Hi everyone! Anyone have a suggestion for a good brand of come along. Not sure how much I want to spend, but not too much over $150. I've heard bad stories of cheaper units having bent handles, etc. under load. Not sure if a good unit is available for the money I want to spend. I'd rather spend a little more and get a good quality tool that will last. Thanks!
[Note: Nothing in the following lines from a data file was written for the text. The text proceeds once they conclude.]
PR #2890, opened 2019-06-16
Display changed param value at proposal time, fix #2692

### LINKED ISSUE #2692: Results of param change proposal for a previous cycle shows current value of parameter rather than previous value
For example, the BTC maker fee was 0.001 and a proposal was accepted to change it to 0.0015. When viewing the results of that proposal (when currently in a subsequent voting cycle), it shows the current value along with the proposed value, which are both the same. It would be more useful to show the previous value of the parameter, compared to the proposed value.
image

sqrrm:
image


ripcurlx (approved):
utACK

Cheers!


----------



## LLigetfa (Jan 2, 2011)

A lot will depend on intended use.  If you don't need a long pull, consider one that uses chain or a nylon strap so you aren't always sorting the cable on the spool.


----------



## southbound (Jan 2, 2011)

This is the one I use...

http://www.acehardware.com/product/...43.2568455.2629368.1260283&origkw=come+a+long

It was worth what I paid and then some....


----------



## LLigetfa (Jan 2, 2011)

The dual ratchets would help to keep the forces more even on the spool and less likely to torque it but to call it a 4 ton is a stretch.  In the fine print, I'm sure it will say not to lift 4 tons.  I've put enough load on my 2 ton single ratchet to torque the spool and I still worry about the cable.  If you don't spool the cable carefully, it will cut and chafe against itself and my cable shows it.


----------



## NH_Wood (Jan 2, 2011)

LLigetfa said:
			
		

> A lot will depend on intended use.  If you don't need a long pull, consider one that uses chain or a nylon strap so you aren't always sorting the cable on the spool.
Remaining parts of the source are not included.